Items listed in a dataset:
PR #3622, opened 2023-08-18
RFC: Managing versions and long-pending changes

ppannuto:
### Pull Request Overview

This tries to write up a more complete summary of my thinking from #3585. As I was working on this, it bled over to a couple distinct concerns that arguably could be 4-5 separate RFCs, but these are all interrelated to a degree. I tried to keep the document reasonably organized which hopefully can facilitate logical threads of conversation.

### Testing Strategy

N/A

### TODO or Help Wanted

Your thoughts! And talk me off the ledge of `cfg` maybe being a good idea for something. I think I talked myself out of it already, but there was a real moment there where I was almost going to advocate for it.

* **What you should do**
All entries must come back exactly as they were written.

* **Your response**
PR #3622, opened 2023-08-18
RFC: Managing versions and long-pending changes

ppannuto:
### Pull Request Overview

This tries to write up a more complete summary of my thinking from #3585. As I was working on this, it bled over to a couple distinct concerns that arguably could be 4-5 separate RFCs, but these are all interrelated to a degree. I tried to keep the document reasonably organized which hopefully can facilitate logical threads of conversation.

### Testing Strategy

N/A

### TODO or Help Wanted

Your thoughts! And talk me off the ledge of `cfg` maybe being a good idea for something. I think I talked myself out of it already, but there was a real moment there where I was almost going to advocate for it.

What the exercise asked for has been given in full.